======== Source records ========

PR #1397, opened 2022-12-14
More impl refactoring

RunDevelopment:
My goal is to eventually get rid of `image_util` and `pil_util`, so here are a few changes toward that goal.

Changes:
- Renamed `blend_modes.py` to `blend.py` and moved the `blend_images` into it.
- Added `caption.py` for `add_caption`.
- Added `image_formats.py` for image formats.
- Moved `normalize_normals` into `impl/normals/util.py`.

### DIFF
--- a/backend/src/nodes/impl/blend.py
+++ b/backend/src/nodes/impl/blend.py
@@ -1,6 +1,9 @@
 import cv2
 import numpy as np
 
+from ..utils.utils import get_h_w_c
+from .image_utils import as_target_channels
+
 
 class BlendModes:
     """Blending mode constants"""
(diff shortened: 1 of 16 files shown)


theflyingzamboni:
One thing I was thinking about when reorganizing was whether a couple of methods (like `get_h_w_c`) should move from `utils/utils.py` to 'impl/image_utils.py`.

joeyballentine (approved):

RunDevelopment:
> One thing I was thinking about when reorganizing was whether a couple of methods (like `get_h_w_c`) should move from `utils/utils.py` to `impl/image_utils.py`.

Same. Although, I would have `get_h_w_c` as a util util cause it feels like that too me.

========

After finding the line that contains "and moved the" in the records above, copy that line and each one after it exactly, through the final line.

- Renamed `blend_modes.py` to `blend.py` and moved the `blend_images` into it.
- Added `caption.py` for `add_caption`.
- Added `image_formats.py` for image formats.
- Moved `normalize_normals` into `impl/normals/util.py`.

### DIFF
--- a/backend/src/nodes/impl/blend.py
+++ b/backend/src/nodes/impl/blend.py
@@ -1,6 +1,9 @@
 import cv2
 import numpy as np
 
+from ..utils.utils import get_h_w_c
+from .image_utils import as_target_channels
+
 
 class BlendModes:
     """Blending mode constants"""
(diff shortened: 1 of 16 files shown)


theflyingzamboni:
One thing I was thinking about when reorganizing was whether a couple of methods (like `get_h_w_c`) should move from `utils/utils.py` to 'impl/image_utils.py`.

joeyballentine (approved):

RunDevelopment:
> One thing I was thinking about when reorganizing was whether a couple of methods (like `get_h_w_c`) should move from `utils/utils.py` to `impl/image_utils.py`.

Same. Although, I would have `get_h_w_c` as a util util cause it feels like that too me.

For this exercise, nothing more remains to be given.